PR #2611, opened 2022-01-05
fix(bridge): install bridge module at the end

### LINKED ISSUE #2501: "autoimports:sources" hook is called before module installation
### Environment

- Operating System: `Darwin`
- Node Version:     `v16.11.1`
- Nuxt Version:     `2.16.0-27334095.777a4b7f`
- Bundler:          `Webpack`
- User Config:      `target`, `srcDir`, `dir`, `bridge`, `head`, `components`, `generate`, `buildModules`, `modules`, `alias`, `vite`, `hooks`, `layouts`, `autoImports`
- Runtime Modules:  `normalizedModule()`
- Build Modules:    `@nuxt/bridge@3.0.0-27334958.ca9761d`, `@vueuse/nuxt@7.4.0`, `unplugin-icons/nuxt`, `@pinia/nuxt@0.1.6`

### Reproduction

Install @vueuse/nuxt.

### Describe the bug

The "autoImports:sources" is called before the `@vueuse/nuxt` package is installed, so the hook isn't triggered and autoImport sources are not added. My suggestion is to install the `autoImports` module inside a `modules:done` hook to make sure all other modules relying on it actually work.

### Additional context

_No response_

### Logs

_No response_

antfu:
Fix #2501

### ❓ Type of change

### 📚 Description

I am not very sure if there is a reason for the initial decision to append the module at the beginning, but having that at the beginning caused the other modules relying on the hooks provided by the bridge fail to work.

e.g. in @vueuse/nuxt

We have
```ts
// @vueuse/nuxt
{
  setup() {
    nuxt.hook('autoImports:sources', () => { /* register the auto imports */ })
  }
}
```

Where if the bridge module has been installed before, the hook has already been called, causing the auto-import registration in VueUse never called.

As a temporary workaround, explicitly set the bridge module at the end

```ts
// nuxt.config.js
{
  buildModules: [
    '@vueuse/nuxt',
    '@nuxt/bridge'
  ]
}
```

### 📝 Checklist

### DIFF
--- a/packages/bridge/module.cjs
+++ b/packages/bridge/module.cjs
@@ -13,6 +13,7 @@ module.exports.defineNuxtConfig = (config = {}) => {
       config.buildModules = []
     }
     if (!config.buildModules.find(m => m === '@nuxt/bridge' || m === '@nuxt/bridge-edge')) {
+      // Ensure other modules register their hooks before
       config.buildModules.push('@nuxt/bridge')
     }
   }
--- a/packages/bridge/module.cjs
+++ b/packages/bridge/module.cjs
@@ -13,7 +13,7 @@ module.exports.defineNuxtConfig = (config = {}) => {
       config.buildModules = []
     }
     if (!config.buildModules.find(m => m === '@nuxt/bridge' || m === '@nuxt/bridge-edge')) {
-      config.buildModules.unshift('@nuxt/bridge')
+      config.buildModules.push('@nuxt/bridge')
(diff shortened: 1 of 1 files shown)


yassilah:
I believe this should also fix https://github.com/nuxt/framework/issues/2501?

antfu:
> I believe this should also fix #2501?

Yes exactly, thanks for the reference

_ _ _ _

ASSIGNED TASK. Transcribe the material above in full, keeping every word.

ANSWER SPACE.
PR #2611, opened 2022-01-05
fix(bridge): install bridge module at the end

### LINKED ISSUE #2501: "autoimports:sources" hook is called before module installation
### Environment

- Operating System: `Darwin`
- Node Version:     `v16.11.1`
- Nuxt Version:     `2.16.0-27334095.777a4b7f`
- Bundler:          `Webpack`
- User Config:      `target`, `srcDir`, `dir`, `bridge`, `head`, `components`, `generate`, `buildModules`, `modules`, `alias`, `vite`, `hooks`, `layouts`, `autoImports`
- Runtime Modules:  `normalizedModule()`
- Build Modules:    `@nuxt/bridge@3.0.0-27334958.ca9761d`, `@vueuse/nuxt@7.4.0`, `unplugin-icons/nuxt`, `@pinia/nuxt@0.1.6`

### Reproduction

Install @vueuse/nuxt.

### Describe the bug

The "autoImports:sources" is called before the `@vueuse/nuxt` package is installed, so the hook isn't triggered and autoImport sources are not added. My suggestion is to install the `autoImports` module inside a `modules:done` hook to make sure all other modules relying on it actually work.

### Additional context

_No response_

### Logs

_No response_

antfu:
Fix #2501

### ❓ Type of change

### 📚 Description

I am not very sure if there is a reason for the initial decision to append the module at the beginning, but having that at the beginning caused the other modules relying on the hooks provided by the bridge fail to work.

e.g. in @vueuse/nuxt

We have
```ts
// @vueuse/nuxt
{
  setup() {
    nuxt.hook('autoImports:sources', () => { /* register the auto imports */ })
  }
}
```

Where if the bridge module has been installed before, the hook has already been called, causing the auto-import registration in VueUse never called.

As a temporary workaround, explicitly set the bridge module at the end

```ts
// nuxt.config.js
{
  buildModules: [
    '@vueuse/nuxt',
    '@nuxt/bridge'
  ]
}
```

### 📝 Checklist

### DIFF
--- a/packages/bridge/module.cjs
+++ b/packages/bridge/module.cjs
@@ -13,6 +13,7 @@ module.exports.defineNuxtConfig = (config = {}) => {
       config.buildModules = []
     }
     if (!config.buildModules.find(m => m === '@nuxt/bridge' || m === '@nuxt/bridge-edge')) {
+      // Ensure other modules register their hooks before
       config.buildModules.push('@nuxt/bridge')
     }
   }
--- a/packages/bridge/module.cjs
+++ b/packages/bridge/module.cjs
@@ -13,7 +13,7 @@ module.exports.defineNuxtConfig = (config = {}) => {
       config.buildModules = []
     }
     if (!config.buildModules.find(m => m === '@nuxt/bridge' || m === '@nuxt/bridge-edge')) {
-      config.buildModules.unshift('@nuxt/bridge')
+      config.buildModules.push('@nuxt/bridge')
(diff shortened: 1 of 1 files shown)


yassilah:
I believe this should also fix https://github.com/nuxt/framework/issues/2501?

antfu:
> I believe this should also fix #2501?

Yes exactly, thanks for the reference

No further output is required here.